DATA SHOWN.
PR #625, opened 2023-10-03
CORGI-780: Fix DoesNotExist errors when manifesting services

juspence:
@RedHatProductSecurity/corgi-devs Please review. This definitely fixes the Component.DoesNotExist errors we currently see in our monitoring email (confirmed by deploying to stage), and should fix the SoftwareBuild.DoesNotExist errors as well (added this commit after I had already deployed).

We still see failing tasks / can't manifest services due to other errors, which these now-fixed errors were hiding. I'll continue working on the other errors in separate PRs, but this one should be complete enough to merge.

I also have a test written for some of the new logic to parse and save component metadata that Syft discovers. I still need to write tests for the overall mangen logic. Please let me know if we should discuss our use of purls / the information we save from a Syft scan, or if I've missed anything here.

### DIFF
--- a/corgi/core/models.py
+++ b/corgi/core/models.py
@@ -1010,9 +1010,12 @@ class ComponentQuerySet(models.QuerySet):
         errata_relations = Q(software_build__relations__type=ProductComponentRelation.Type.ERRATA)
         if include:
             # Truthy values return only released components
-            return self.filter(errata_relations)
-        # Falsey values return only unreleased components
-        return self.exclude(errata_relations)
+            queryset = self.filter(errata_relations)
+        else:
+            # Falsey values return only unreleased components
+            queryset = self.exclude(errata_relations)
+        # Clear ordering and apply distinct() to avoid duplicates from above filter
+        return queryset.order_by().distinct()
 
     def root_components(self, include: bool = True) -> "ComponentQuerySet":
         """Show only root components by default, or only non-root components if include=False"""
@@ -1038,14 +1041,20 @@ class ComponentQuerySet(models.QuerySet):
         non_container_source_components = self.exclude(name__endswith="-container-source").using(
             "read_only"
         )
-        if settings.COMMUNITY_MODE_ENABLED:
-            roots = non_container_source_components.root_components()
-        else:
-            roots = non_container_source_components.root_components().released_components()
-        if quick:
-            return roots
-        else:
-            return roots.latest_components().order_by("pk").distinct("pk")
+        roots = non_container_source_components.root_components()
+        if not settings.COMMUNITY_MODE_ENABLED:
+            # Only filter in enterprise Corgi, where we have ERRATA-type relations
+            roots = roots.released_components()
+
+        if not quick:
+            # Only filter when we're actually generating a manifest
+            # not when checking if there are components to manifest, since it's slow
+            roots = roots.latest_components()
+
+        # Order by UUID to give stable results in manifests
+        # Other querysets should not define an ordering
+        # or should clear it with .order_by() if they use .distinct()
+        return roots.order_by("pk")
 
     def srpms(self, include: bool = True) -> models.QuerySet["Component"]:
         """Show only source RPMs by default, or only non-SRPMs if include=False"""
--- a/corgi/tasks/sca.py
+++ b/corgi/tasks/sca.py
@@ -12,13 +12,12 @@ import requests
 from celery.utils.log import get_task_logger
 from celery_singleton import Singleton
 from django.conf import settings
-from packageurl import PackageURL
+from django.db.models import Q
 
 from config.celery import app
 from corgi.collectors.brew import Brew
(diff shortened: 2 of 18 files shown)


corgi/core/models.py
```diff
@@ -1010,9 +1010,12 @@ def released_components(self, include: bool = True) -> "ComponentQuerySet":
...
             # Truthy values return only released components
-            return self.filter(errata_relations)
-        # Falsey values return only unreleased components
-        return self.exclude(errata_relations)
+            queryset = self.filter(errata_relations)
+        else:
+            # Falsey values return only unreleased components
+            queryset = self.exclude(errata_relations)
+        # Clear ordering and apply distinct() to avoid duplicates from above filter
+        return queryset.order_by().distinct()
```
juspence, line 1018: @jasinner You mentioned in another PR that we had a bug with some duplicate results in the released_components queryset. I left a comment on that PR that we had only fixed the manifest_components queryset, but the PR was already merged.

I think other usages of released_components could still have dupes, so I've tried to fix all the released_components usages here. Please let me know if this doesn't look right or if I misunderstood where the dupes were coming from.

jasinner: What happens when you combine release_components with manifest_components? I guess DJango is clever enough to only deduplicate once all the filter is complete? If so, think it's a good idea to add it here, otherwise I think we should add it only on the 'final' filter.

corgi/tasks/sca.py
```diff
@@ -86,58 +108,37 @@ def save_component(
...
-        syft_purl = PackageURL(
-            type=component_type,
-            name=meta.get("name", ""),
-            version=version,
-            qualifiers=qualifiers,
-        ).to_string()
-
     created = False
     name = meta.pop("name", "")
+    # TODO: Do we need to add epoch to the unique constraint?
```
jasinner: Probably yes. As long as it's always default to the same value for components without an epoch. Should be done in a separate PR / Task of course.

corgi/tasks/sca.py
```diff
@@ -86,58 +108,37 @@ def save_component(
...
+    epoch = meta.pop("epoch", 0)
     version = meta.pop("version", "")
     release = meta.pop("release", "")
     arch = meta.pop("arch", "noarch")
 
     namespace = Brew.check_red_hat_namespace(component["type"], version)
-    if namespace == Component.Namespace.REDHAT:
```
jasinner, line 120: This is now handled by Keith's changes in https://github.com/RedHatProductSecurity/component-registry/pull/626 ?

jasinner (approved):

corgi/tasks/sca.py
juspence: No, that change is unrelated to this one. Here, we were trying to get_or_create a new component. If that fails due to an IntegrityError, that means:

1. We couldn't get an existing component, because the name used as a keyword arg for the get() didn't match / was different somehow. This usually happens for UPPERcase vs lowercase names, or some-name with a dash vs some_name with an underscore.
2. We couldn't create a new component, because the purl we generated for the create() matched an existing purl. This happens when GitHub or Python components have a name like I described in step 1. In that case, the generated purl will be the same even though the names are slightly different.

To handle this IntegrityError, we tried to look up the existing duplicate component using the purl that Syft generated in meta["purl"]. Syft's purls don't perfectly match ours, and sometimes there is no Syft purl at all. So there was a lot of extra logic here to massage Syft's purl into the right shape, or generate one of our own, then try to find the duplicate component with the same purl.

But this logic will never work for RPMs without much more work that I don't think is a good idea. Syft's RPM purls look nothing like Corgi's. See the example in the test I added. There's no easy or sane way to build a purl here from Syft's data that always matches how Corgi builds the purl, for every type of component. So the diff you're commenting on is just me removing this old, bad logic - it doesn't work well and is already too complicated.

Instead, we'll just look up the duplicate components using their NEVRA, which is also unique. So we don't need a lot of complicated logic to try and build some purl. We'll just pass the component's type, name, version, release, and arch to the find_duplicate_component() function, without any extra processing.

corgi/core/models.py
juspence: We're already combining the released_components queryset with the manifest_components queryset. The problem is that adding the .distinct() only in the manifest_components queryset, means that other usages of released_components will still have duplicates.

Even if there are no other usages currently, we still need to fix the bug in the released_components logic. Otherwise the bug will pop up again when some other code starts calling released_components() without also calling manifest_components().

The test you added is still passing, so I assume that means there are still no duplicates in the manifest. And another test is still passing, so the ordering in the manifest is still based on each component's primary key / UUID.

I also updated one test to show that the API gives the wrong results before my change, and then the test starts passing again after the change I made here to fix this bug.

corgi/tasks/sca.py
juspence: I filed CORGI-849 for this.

TASK TO CARRY OUT. From the first line of the data above through the line containing "-1010,9 +1010,12 @@ class", repeat each line exactly, and add nothing.

RESULT.
PR #625, opened 2023-10-03
CORGI-780: Fix DoesNotExist errors when manifesting services

juspence:
@RedHatProductSecurity/corgi-devs Please review. This definitely fixes the Component.DoesNotExist errors we currently see in our monitoring email (confirmed by deploying to stage), and should fix the SoftwareBuild.DoesNotExist errors as well (added this commit after I had already deployed).

We still see failing tasks / can't manifest services due to other errors, which these now-fixed errors were hiding. I'll continue working on the other errors in separate PRs, but this one should be complete enough to merge.

I also have a test written for some of the new logic to parse and save component metadata that Syft discovers. I still need to write tests for the overall mangen logic. Please let me know if we should discuss our use of purls / the information we save from a Syft scan, or if I've missed anything here.

### DIFF
--- a/corgi/core/models.py
+++ b/corgi/core/models.py
@@ -1010,9 +1010,12 @@ class ComponentQuerySet(models.QuerySet):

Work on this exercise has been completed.